Parents' bill of rights initiative moves ahead in Washington State Legislature

Legislation requires a range of school materials – textbooks, curriculum and a child's medical records – to be easily reviewable by parents.

A "parents' bill of rights" initiative to the Legislature passed out from two legislative committees in Olympia on Friday morning.

Initiative 2081 would require a range of school materials – textbooks, curriculum and a child's medical records – to be easily available for review by parents.

Sen. Brad Hawkins, R-Wenatchee, is the ranking minority member on the Senate Early Learning & K-12 Committee. He opened the executive session by thanking committee Chair Sen. Lisa Wellman, D-Mercer Island, for her willingness to hold a Wednesday public hearing before his committee and the House Education Committee.

“I know we didn’t have all the time we would have wanted but we covered a lot of ground in the one hour and it was very structured and fair, and for the most part, everybody who had an opportunity to comment on the initiative got a chance to do that, so I want to compliment you.”

Many of those who hoped to testify did not get a chance to do so, expressing disappointment that much of the first half of the hearing was taken up by staff briefings and questions from Democratic majority lawmakers, leaving little time for public input.

Sen.

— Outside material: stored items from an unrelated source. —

PR #337, opened 2019-10-03
Add GridItem component and Grid 'row' prop

michsa:
GridItem is a div with props for most of the basic grid-positioning-related things you'd want to do with a grid item.

@daedalus28, @stellarhoof - what are your thoughts on `colX` vs `columnX` (eg `colSpan`/`columnSpan`) in the prop API for this one? I like the brevity of `col`, but our Grid component uses `column`, so we might want to stick with it out of consistency. Either way, we probably want to weigh the options on this one before merging.

### DIFF
--- a/src/greyVest/Grid.js
+++ b/src/greyVest/Grid.js
@@ -1,12 +1,16 @@
 import React from 'react'
 
-let Grid = ({ style, columns, gap, ...props }) => (
+let Grid = ({ style, columns, rows, gap, ...props }) => (
   <div
     style={{
       display: 'grid',
       ...(columns && {
         gridTemplateColumns: columns,
         msGridTemplateColumns: columns,
+      }),
+      ...(rows && {
+        gridTemplateRows: rows,
+        msGridTemplateRows: rows,
       }),
       ...(gap && { gridGap: gap }),
       ...style,
--- a/src/greyVest/GridItem.js
+++ b/src/greyVest/GridItem.js
@@ -1,0 +1,30 @@
+import React from 'react'
+
+let GridItem = ({
+  column,
+  colStart,
+  colEnd,
+  colSpan,
+  row,
+  rowStart,
+  rowSpan,
+  rowEnd,
+  children,
+  style,
+}) => (
+  <div
+    style={{
+      gridColumn: column,
+      gridColumnStart: colStart,
+      gridColumnEnd: colEnd || (!!colSpan && `span ${colSpan}`),
+      gridRow: row,
+      gridRowStart: rowStart,
+      gridRowEnd: rowEnd || (!!rowSpan && `span ${rowSpan}`),
+      ...style,
+    }}
+  >
+    {children}
+  </div>
+)
+
+export default GridItem
--- a/CHANGELOG.md
+++ b/CHANGELOG.md
@@ -1,3 +1,7 @@
+# 2.2.0
+* GreyVest: Add GridItem component
+* GreyVest: Add `row` prop to Grid
+
 # 2.1.1
 * Add `search-layout` and `search-layout-{mode}` classNames to SearchLayout
 
--- a/package-lock.json
+++ b/package-lock.json
@@ -1,6 +1,6 @@
 {
   "name": "contexture-react",
-  "version": "2.1.0",
+  "version": "2.2.0",
   "lockfileVersion": 1,
   "requires": true,
   "dependencies": {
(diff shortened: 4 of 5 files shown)


src/greyVest/Grid.js
```diff
@@ -1,13 +1,17 @@
...
-let Grid = ({ style, columns, gap, ...props }) => (
+let Grid = ({ style, columns, rows, gap, ...props }) => (
   <div
     style={{
       display: 'grid',
       ...(columns && {
         gridTemplateColumns: columns,
         msGridTemplateColumns: columns,
       }),
+      ...(rows && {
```
stellarhoof: :+1: I had this in my bucket list at some point. Nice!

src/greyVest/GridItem.js
```diff
@@ -0,0 +1,30 @@
+import React from 'react'
+
+let GridItem = ({
```
stellarhoof: I'm not thrilled about the start,end,span props. I personally like to drop down to css for this with `row` and `column` as you have it here. It encourages actually learning grid

stellarhoof:
@michsa I'm not sure how far you're willing to go with this PR but I like this API: https://styled-css-grid.js.org/

src/greyVest/GridItem.js
michsa: You got me - I just didn't want to actually learn grid myself 😂

Yeah, I don't know what I was thinking with `span`. I'm still inclined toward keeping `start` and `end` though, even if they're not strictly necessary, since they directly mirror a commonly-used part of the CSS API.

daedalus28:
> @michsa I'm not sure how far you're willing to go with this PR but I like some of the ideas on this API: https://styled-css-grid.js.org/

That thing looks pretty nice. Makes thing maybe we should just use it.

`middle` and `center` as props is awesome

michsa:
> That thing looks pretty nice.  Makes me think maybe we should just use it.

Dang, it really does. I agree - let's use it!

FYI, I'm not sure whether this part counts as a breaking change with our current Grid:

> When the **columns** prop is a number, it is a shorthand for **grid-template-columns: repeat(N, 1fr)**.

This is technically a behavior change on passing a number to `columns`, which currently creates a grid with one column at that pixel width. Of course, I doubt anybody would actually use it that way (and we definitely don't), so we can probably get away with saying that the current behavior is unsupported. @daedalus28, thoughts?

stellarhoof:
So that library requires styled-components as a peer dep so if we use it we've got to buy into it. I'm 100% ok with that for the record :dancer:

daedalus28:
> So that library requires styled-components as a peer dep so if we use it we've got to buy into it. I'm 100% ok with that for the record 💃 . It's just that we'd have to stop exporting Grid from here. It'd be pretty weird if a user of the library was required to install styled-components just to use a simple layout helper.

I have mixed `emotion`s about this 😂

daedalus28:
> > That thing looks pretty nice.  Makes me think maybe we should just use it.
> 
> Dang, it really does. I agree - let's use it!
> 
> FYI, I'm not sure whether this part counts as a breaking change with our current Grid:
> 
> > When the **columns** prop is a number, it is a shorthand for **grid-template-columns: repeat(N, 1fr)**.
> 
> This is technically a behavior change on passing a number to `columns`, which currently creates a grid with one column at that pixel width. Of course, I doubt anybody would actually use it that way (and we definitely don't), so we can probably get away with saying that the current behavior is unsupported. @daedalus28, thoughts?

That's fine because we didn't document that behavior, so it wasn't "officially" part of our public API

stellarhoof:
Ok then let's just copy their implementation. Their components are just prop wrappers so it's trivial

src/greyVest/Grid.js
```diff
@@ -1,14 +1,35 @@
...
+  inline = false,
+  style,
+  ...props
+}) => (
+  <Component
     style={{
-      display: 'grid',
-      ...(columns && {
-        gridTemplateColumns: columns,
-        msGridTemplateColumns: columns,
```
daedalus28: If we remove this, we will lose whatever basic IE grid support we have. I’m fine with that, but we should at least note it in the changelog

src/greyVest/GridItem.js
daedalus28: Since we are copying the API of another component, we should include a link referencing it. A comment is sufficient

stellarhoof: Actually we just got inspired by it. After going over it, we didn't copy most of their API

PR #342, opened 2019-10-15
Feature/theme loader

michsa:
Makes the `withLoader` HOC (used in contexturify, formerly injectTreeNode, etc) look in theme for a Loader component if one isn't explicitly passed in.

Also fixes a really dumb bug where `withNode` and `withLoader` were in the wrong order, so `withLoader` couldn't see the updating status of nodes that were fetched in `withNode`, which was causing a bunch of loaders not to render. 

This included some loaders we *don't* want -- ResultPager, FilterList, and QueryBuilder all had their loaders reappear after the fix. The loaders on these top-level components were always unnecessary and were waiting on 2.0 to be removed - this PR finally finishes the job 🙂

### DIFF
--- a/src/utils/hoc.js
+++ b/src/utils/hoc.js
@@ -20,7 +20,8 @@ export let withLoader = Component =>
   _.flow(
     wrapDisplayName('withLoader', Component),
     observer
-  )(({ Loader, theme = {}, node, ...props }) => {
+  )(({ Loader, ...props }) => {
+    let { theme = {}, node } = props
     Loader = Loader || theme.Loader || StripedLoader
     return (
       <Loader loading={node && node.updating}>
@@ -34,17 +35,24 @@ export let withInlineLoader = Component =>
   _.flow(
     wrapDisplayName('withInlineLoader', Component),
     observer
-  )(({ Loader = StripedLoader, node, ...props }) => (
-    <Loader loading={node && node.updating} style={{ display: 'inline-block' }}>
-      <Component node={node} {...props} />
-    </Loader>
-  ))
+  )(({ Loader, ...props }) => {
+    let { theme = {}, node } = props
+    Loader = Loader || theme.Loader || StripedLoader
+    return (
+      <Loader
+        loading={node && node.updating}
+        style={{ display: 'inline-block' }}
+      >
+        <Component {...props} />
+      </Loader>
+    )
+  })
 
 export let contexturify = _.flow(
   observer,
   withNode,
-  withTheme,
-  withLoader
+  withLoader,
+  withTheme
 )
 
 // this is used for the text components
--- a/src/utils/hoc.js
+++ b/src/utils/hoc.js
@@ -50,8 +50,8 @@ export let withInlineLoader = Component =>
 
 export let contexturify = _.flow(
   observer,
-  withNode,
   withLoader,
+  withNode,
   withTheme
 )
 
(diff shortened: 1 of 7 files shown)


decrapifier:
<table>
  <thead>
    <tr>
      <th width="50"></th>
    </tr>
  </thead>
  <tbody><tr>
      <td>:warning:</td>
    </tr>
  </tbody>
</table>


<table>
  <thead>
    <tr>
      <th width="50"></th>
    </tr>
  </thead>
  <tbody><tr>
      <td>:book:</td>
    </tr>
  </tbody>
</table>


<p align="right">
  Generated by :no_entry_sign: <a href="https://danger.systems/js">dangerJS</a> against 6c8f2a31bc732d96207e0ce941feb7a4b894c22d
</p>

src/utils/hoc.js
```diff
@@ -20,27 +20,38 @@ export let withLoader = Component =>
...
+        <Component {...props} />
+      </Loader>
+    )
+  })
 
 export let contexturify = _.flow(
   observer,
-  withNode,
   withLoader,
+  withNode,
```
dubiousdavid: I don't understand this change. Why wouldn't you want `withNode` before `withLoader`?

src/utils/hoc.js
```diff
@@ -20,27 +20,38 @@ export let withLoader = Component =>
...
     wrapDisplayName('withLoader', Component),
     observer
-  )(({ Loader = StripedLoader, node, ...props }) => (
-    <Loader loading={node && node.updating}>
-      <Component node={node} {...props} />
-    </Loader>
-  ))
+  )(({ Loader, ...props }) => {
+    let { theme = {}, node } = props
+    Loader = Loader || theme.Loader || StripedLoader
```
stellarhoof: You're assuming there's a `theme` being passed down, which is not a good assumption. Just wrap this with `withTheme`. Also don't pass the `theme` down in the props to the Component since it can do so itself.

src/utils/hoc.js
stellarhoof: You're right, it should go before, which is what this change is doing. The HOCs here are being applied from innermost to outermost, so it'd be: `withTheme(withNode(withLoader(observer(Component)))`

dubiousdavid: I see. Makes sense. Thanks.

src/utils/hoc.js
dubiousdavid: Wouldn't it make sense to assume that if `theme` is a prop on the component that `withTheme` has already been used higher up? I don't see any cases where we have `withLoader` without `withTheme` preceding it.

stellarhoof: Perhaps right now we don't, but making assumptions about the calling environment increases coupling and causes subtle bugs.

dubiousdavid: By that logic, shouldn't this also be wrapped with `withNode`? What I am getting at is that dependencies are not necessarily a bad thing, and are actually already assumed.

stellarhoof: You're right I hadn't realized the node dependency. In that case we should add `withNode` to the mix here as well. It's just not good UX imo to have a `withLoader` that in order to use, you need to remember to also wrap it with `withNode` and `withTheme`. If it always needs to be done, then might as well export it with those two HOCs already applied.

dubiousdavid: I understand what you are saying, but I don't agree. I think we can revisit this later, but for now, I think this is the most consistent with the current state of the codebase.

Issue #347, opened 2019-10-29
Add moment to dependencies


michsa:
It's used in GreyVest's `DateInput`, so it's required for both the contexture-react and grey-vest packages.

UltimaBGD:
I can work on this if you would like.

UltimaBGD:
Is there a particular version in mind?

michsa:
Hey @UltimaBGD, welcome! 🤗

To answer your question, it looks like we're already using the [latest version](https://www.npmjs.com/package/moment) of moment, 2.2.4:

https://github.com/smartprocure/contexture-react/blob/317b7bff16b4bf9e9cda27828599cf767d86592f/package.json#L108

So the same version should be fine, the package just needs to be moved into the `dependencies` section instead.

UltimaBGD:
Gotcha, will have a PR up shortly.

michsa:
Closed by #348 🎉

PR #348, opened 2019-10-29
Add moment to dependencies

UltimaBGD:
This pull request references #347 and adds the latest version of moment to the dependencies list.


daedalus28:
@UltimaBGD thank you! We just need to also bump the version in the package.json and add an entry in the changelog. This should be a fix revision following semver, so we should bump to `2.4.1`

UltimaBGD:
Understood!

daedalus28:
This is great, thank you!

PR #354, opened 2019-11-05
Add logic to get results from the search bar action menu clicks

Akrion:
Added `actionWrapper` which when passed to the `SearchBar/TagsQuerySearchBar` allows for a feedback of the `ActionMenu` actions via the `after` and `onError` aspects.


decrapifier:
<table>
  <thead>
    <tr>
      <th width="50"></th>
    </tr>
  </thead>
  <tbody><tr>
      <td>:no_entry_sign:</td>
      <td>

<details>
  <summary>ActionsMenu.js</summary>
  <p><a href="https://github.com/smartprocure/contexture-react/blob/feature/ActionBarFeedbackFn/src/exampleTypes/TagsQuery/ActionsMenu.js" target="_blank">src/exampleTypes/TagsQuery/ActionsMenu.js</a></p>
  
  <strong>'F' is defined but never used.</strong>
  <code>Line 3: import F from 'futil-js'</code>
</details>
  </td>
    </tr>
  
<tr>
      <td>:no_entry_sign:</td>
    </tr>
  
<tr>
      <td>:no_entry_sign:</td>
    </tr>
  </tbody>
</table>


<table>
  <thead>
    <tr>
      <th width="50"></th>
    </tr>
  </thead>
  <tbody><tr>
      <td>:warning:</td>
    </tr>
  
<tr>
      <td>:warning:</td>
      <td>

  </td>
    </tr>
  </tbody>
</table>


<table>
  <thead>
    <tr>
      <th width="50"></th>
    </tr>
  </thead>
  <tbody><tr>
      <td>:book:</td>
    </tr>
  </tbody>
</table>


<p align="right">
  Generated by :no_entry_sign: <a href="https://danger.systems/js">dangerJS</a> against c263187ed3d25981c57178c7b6c2fdc0a7ce1d73
</p>

decrapifier:
<table>
  <thead>
    <tr>
      <th width="50"></th>
    </tr>
  </thead>
  <tbody><tr>
      <td>:no_entry_sign:</td>
    </tr>
  
<tr>
      <td>:no_entry_sign:</td>
    </tr>
  </tbody>
</table>


<table>
  <thead>
    <tr>
      <th width="50"></th>
    </tr>
  </thead>
  <tbody><tr>
      <td>:warning:</td>
    </tr>
  </tbody>
</table>


<table>
  <thead>
    <tr>
      <th width="50"></th>
    </tr>
  </thead>
  <tbody><tr>
      <td>:book:</td>
    </tr>
  </tbody>
</table>


<p align="right">
  Generated by :no_entry_sign: <a href="https://danger.systems/js">dangerJS</a> against 506314ae8d476434f6e6fedeb098fbea9b49a452
</p>

stellarhoof:
Why not just display an error under the action?

Akrion:
Usually the common way to do this is the actual action menu closes and you get feedback via the `toast`. I would think that is the expected these days UI feedback. I do not think that the error should be on the action menu ... it is kind of weird. It is not a form per-se etc.

stellarhoof:
> Usually the common way to do this is the actual action menu closes and you get feedback via the toast

Or that. We've got toasts, errors under the component or even a commandbutton replica with a console error. They all seem better to me than this. I mean, there are so many actions performed everywhere that don't have callbacks, nor they should because it'd increase the complexity of the component so much. Just think resulttable uff

Akrion:
Well that was the intention ... this now allows for the main UI to show `toasts` based on the argument passed in the function `onActionMenuClick`. We would not want to couple and have an opinion about toast when it comes to `contexture-react` wold be my guess right?

Not set on this but we need something to give us feedback that action menu was successful or not and use the consumer of contexture-react to provide the user with the feedback.

stellarhoof:
Yeah toasts are opinionated for sure, which is why my 2c is to just show the error under the action.

Akrion:
Yeah not a fan of that ... from UI stand point just feels weird. To me weirder than sending result back via the argument. But if this is the overall opinion I will agree etc.

stellarhoof:
Ya let's just get more eyez on this

src/exampleTypes/TagsQuery/ActionsMenu.js
```diff
@@ -1,57 +1,57 @@
...
+    <Flex
+      style={{ minWidth: 240, padding: 10 }}
+      className="tags-query-actions-menu"
+      column
+      justifyContent="stretch"
+      alignItems="stretch"
+    >
+      {!!_.get('tags.length', node) && (
+        <>
+          <Button onClick={() => wrapper('copy', () => copyTags(node))}>
```
daedalus28: I think we can simplify this if we instead just take a wrapper and assume that the return values are success messages and errors are the error messages. On the user side, we'd have one of these that just logs that with toastify:

https://runkit.com/daedalus28/toasty-futil-aspect

Akrion: Changes done.

src/stories/imdb/stories/searchLayout.js
```diff
@@ -258,6 +260,7 @@ let GreyVestSearchBarStory = theme => (
               path={['root', 'bar']}
               resultsPath={['root', 'results']}
               autoFocus
+              actionWrapper={aspectWrapper}
```
Akrion: Let this here as a test/demo of the idea of `aspectWrapper`

src/utils/futil.js
```diff
@@ -38,3 +38,8 @@ export let expandObject = _.curry((transform, obj) => ({
 export let expandObjectBy = _.curry((key, fn, obj) =>
   expandObject(getWith(fn, key))(obj)
 )
+
+export let aspectWrapper = F.aspect({
```
Akrion: Kept this here for demo purposes.

Akrion:
Nothing is set in stone for this and I am open for suggestions. If we are saying that we would not need any feedback from the `action button` and we will handle all that is needed at `contexture-react` level by disabling buttons etc I am fine with that too. We just need to choose a direction/pattern and go with it.

src/utils/futil.js
```diff
@@ -38,3 +38,9 @@ export let expandObject = _.curry((transform, obj) => ({
 export let expandObjectBy = _.curry((key, fn, obj) =>
   expandObject(getWith(fn, key))(obj)
 )
+
+export let aspectWrapper = open => F.aspect({
```
daedalus28: I think we can simplify this even further if we don't make the wrapper aware of `open` - I don't think end users are going to want to control the open-ness from the aspect

daedalus28: but testing this idea here was really smart 👏

Akrion: Changes done.

stellarhoof:
@Akrion You can do `_.has('clipboard', navigator)` or something and disable the button accordingly. Haven't tested in Safari since I don't have a Mac. The second action is a `tree.mutate`. To my earlier point on the blurry lines of error handling: we do contexture stuff like this all over the place so I see no point in wrapping this one.

Akrion:
@stellarhoof I do see your point however I also do believe the user should get a feedback saying that his tags were (or were not) copied into the clipboard. It is a common pattern and you kind of intuitively expect it when you do `copy` to clipboard. Otherwise we really are leaving the user guessing did it work or not and having him "testing" if it did via pasting somewhere. 

So I am not aware of many other places where such a feedback is necessary but if there are we should discuss them as well. It might be that we should also wrap some of them as well. 

Now I am not saying this "wrapper" approach is the best but it seems to be the most out of the box we could do since we already have the AOP support in `Futil` with the `aspect`. Maybe we have a better way to wrap or expose the action result etc ...

stellarhoof:
So do you want to 1) Always have some visual feedback on whether copying something was successful or 2) Show a toast when there's an error? If we want 1) we'd be better off with passing a custom copy function everywhere that displays a toast on success. Another advantage of this is that we can use a polyfill to make sure we always succeed.

src/exampleTypes/TagsQuery/ActionsMenu.js
```diff
@@ -7,7 +7,13 @@ import { withTheme } from '../../utils/theme'
 import { Flex } from '../../greyVest'
 import { copyTags, tagTerm } from './utils'
 
-let ActionsMenu = ({ node, tree, open, theme: { Button, Checkbox } }) => (
+let ActionsMenu = ({
+  node,
+  tree,
+  open,
+  theme: { Button, Checkbox },
+  actionWrapper = _.noop,
```
daedalus28: I think should default to `_.identity`. If you omit `actionWrapper`, `_.noop` returns undefined which would prevent the onClicks from doing anything.

package.json
```diff
@@ -1,6 +1,6 @@
 {
   "name": "contexture-react",
-  "version": "2.7.2",
+  "version": "2.7.3",
```
daedalus28: sorry for the churn, just need to update the version

daedalus28:
@stellarhoof the point of this PR is to give visible feedback for these buttons, so I think this is the right approach. We're actually less concerned about errors on copy, and more concerned that the success case currently gives no visual feedback so users have no idea if it worked.

stellarhoof:
@daedalus28 See my previous comment https://github.com/smartprocure/contexture-react/pull/354#issuecomment-552020185

Akrion:
Fixed

PR #356, opened 2019-11-05
Debounce popover onClose

michsa:
This PR fixes an issue where popovers couldn't be toggled off from outside buttons, because the popover's OutsideClickHandler would immediately fire and close it, and then the toggle would simply open it again.

Note that as a side effect of this change, _all_ buttons that open the popover will now "toggle", since the OutsideClickHandler event will still fire first and the debounce will prevent the button's click handler from reopening the popover.

Ideally, we'd want popovers to be able to handle clicks on their trigger component _before_ the internal OutsideClickHandler, to enable both of these use cases: a button that toggles the popover, or a button that can only open it. This would require the popover to be aware of its trigger component, however, which would in turn require an API change.

### DIFF
--- a/CHANGELOG.md
+++ b/CHANGELOG.md
@@ -1,3 +1,6 @@
+# 2.6.1
+* GreyVest: debounce Popover's `onClose` handler (fixes a bug where toggling a popover's open state just kept the popver open)
+
 # 2.6.0
 * FilterList: remove refresh icon & replace it with an "apply filter" button
 
--- a/package.json
+++ b/package.json
@@ -1,6 +1,6 @@
 {
   "name": "contexture-react",
-  "version": "2.6.0",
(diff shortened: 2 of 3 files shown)


decrapifier:
<table>
  <thead>
    <tr>
      <th width="50"></th>
    </tr>
  </thead>
  <tbody><tr>
      <td>:warning:</td>
    </tr>
  </tbody>
</table>


<table>
  <thead>
    <tr>
      <th width="50"></th>
    </tr>
  </thead>
  <tbody><tr>
      <td>:book:</td>
    </tr>
  </tbody>
</table>


<p align="right">
  Generated by :no_entry_sign: <a href="https://danger.systems/js">dangerJS</a> against 224d040c163f5a4fd149283ea2dd65f6c6a684be
</p>

PR #366, opened 2019-11-15
Add support for the buttonAttributes to the SearchBar

### LINKED ISSUE #365: TagsQuerySearchBar to support passing of buttonAttributes
For some of the tours there is a need to deferenciate between the spending search button and the bids one. Currently `gv-button` is used as a target but it seems that is not helpful enough since that is also the class for half the buttons on the page. 

This ticket proposes the addition of another property to the `TagsQuerySearchBar` which will allow to decorate the `search button` with attributes ... e.g.

`buttonAttributes={{["data-attribute"]: "attribute1"}}`

The final usage would be:

```
<TagsQuerySearchBar
    tree={tree}
    path={['root', 'bar']}
    resultsPath={['root', 'results']}
    autoFocus
    actionWrapper={aspectWrapper}
    buttonAttributes={{["data-tour"]: "spendingButton"}}
 />
```

Akrion:
Fixes #365

### DIFF
--- a/CHANGELOG.md
+++ b/CHANGELOG.md
@@ -1,5 +1,5 @@
 # 2.9.2
-* Add support for the "buttonAtrribute" prop to the SearchBar
+* Add support for the "searchButtonProps" prop to the SearchBar
 
 # 2.9.1
 * Update `contexture-client` dev dependency and stories to use newly observable `disableAutoUpdate`
--- a/CHANGELOG.md
+++ b/CHANGELOG.md
@@ -1,3 +1,6 @@
+# 2.9.2
+* Add support for the "buttonAtrribute" prop to the SearchBar
+
 # 2.9.1
 * Update `contexture-client` dev dependency and stories to use newly observable `disableAutoUpdate`
 * Add a GreyVest Modal story to demonstrate opening a modal from inside a popover
--- a/src/exampleTypes/TagsQuerySearchBar.js
+++ b/src/exampleTypes/TagsQuerySearchBar.js
@@ -44,12 +44,12 @@ let AnimatedButton = ({ disabled, style, className, ...props }) => (
   />
 )
 
-let SearchButton = observer(({ tree, resultsPath, buttonAttributes }) => (
+let SearchButton = observer(({ tree, resultsPath, searchButtonProps }) => (
   <AnimatedButton
     disabled={!tree.getNode(resultsPath).markedForUpdate}
     onClick={tree.triggerUpdate}
     style={buttonStyle}
-    {...buttonAttributes}
+    {...searchButtonProps}
   >
     Search
   </AnimatedButton>
@@ -60,7 +60,7 @@ let SearchBar = ({
   node,
   resultsPath,
   actionWrapper,
-  buttonProps,
+  searchButtonProps,
 }) => {
   let collapse = React.useState(true)
   let popoverState = useLensObject({ open: false, tagOpen: '' })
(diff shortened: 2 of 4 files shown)


src/exampleTypes/TagsQuerySearchBar.js
```diff
@@ -82,7 +89,11 @@ let SearchBar = ({ tree, node, resultsPath, actionWrapper }) => {
           />
         </Box>
         {tree.disableAutoUpdate && (
-          <SearchButton tree={tree} resultsPath={resultsPath} />
+          <SearchButton
```
stellarhoof: This is a very specific use case. Can't we parametrize `SearchButton` itself?

Akrion: @stellarhoof can you elaborate more how that is better and different that this? Also what is the current issue you see if we pass another property to the `TagsQuerySearchBar`. Not sure I follow how the very specific use case is a problem here. It is just another prop passed through to eventually the `SearchButton`.

stellarhoof: Here's how I usually look at this: you've got a component with internal components and you want to forward some props to the internal ones. The line between doing that or parametrizing the component wholesale is kinda blurry. Keeping everything else constant, if you look at the component API and the prop feels kinda arbitrary then you might be better off passing the component itself.

If I see `<TagsQuerySearchBar buttonAttributes={buttonAttributes}/>` my first reaction would be 1) Oh that's kinda specific and 2) Which button gets this? 3) Why not just button props? etc... whereas this `<TagsQuerySearchBar SearchButton={<SearchButton ... />} />` is self-evident. Of course, the second usage would be annoying if we had to use it like that everywhere, but given that this is a very specific use case I think the second approach is better.

Akrion: @stellarhoof we would have to use it everywhere :). In the given request they want to add attributes to the search button for all pages. So spending/bids/contacts would have to have the SearchButton passed ... and we practically do not use anywhere else the `TagsQuerySearchBar`. I agree with your reasoning just not sure if in this case it makes sense since instead of passing an attribute I have to now pass the entire button. Not to mention that the actual `SearchButton` is not even exported from `contexture-react` and we would have to do that as well.

stellarhoof: True, and I'd have no feedback if this was on the bid-search side, but contexture-react is a bit more generic, so having a prop like this for a specific use case on our main product is kinda yucky

Akrion: OK @michsa do you agree as well on @stellarhoof suggestion? If you guys both are on the same opinion I would obviously listen and change it :)

Akrion: Changes made as per the discussion

src/exampleTypes/TagsQuerySearchBar.js
```diff
@@ -60,7 +60,7 @@ let SearchBar = ({
   node,
   resultsPath,
   actionWrapper,
-  buttonAttributes,
+  buttonProps,
```
stellarhoof: `searchButtonProps`?

Akrion: You got it.

src/stories/imdb/stories/searchLayout.js
```diff
@@ -259,6 +259,7 @@ let GreyVestSearchBarStory = theme => (
               resultsPath={['root', 'results']}
               autoFocus
               actionWrapper={aspectWrapper}
+              searchButtonProps={{ ['data-attribute']: 'attribute1' }}
```
Akrion: Just as a "test"

CHANGELOG.md
```diff
@@ -1,3 +1,6 @@
+# 2.9.2
+* Add support for the "buttonAtrribute" prop to the SearchBar
```
stellarhoof: Also update this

Jamie Pederson, D-Seattle, voiced concerns about the I-2081 but said he would be voting yes to move it forward, noting his main concerns were about youth who may have difficult relationships with their parents.

“Whether that’s around the right of a young woman to seek reproductive healthcare, which is guaranteed in our state at any age, or the right of youth to seek access to mental health counseling, which is also guaranteed at age 13 or 14 without any parental involvement, I wanted to make sure those rights were not affected by this," he said.

Pederson said he’ll be watching to ensure the initiative does not erode current law.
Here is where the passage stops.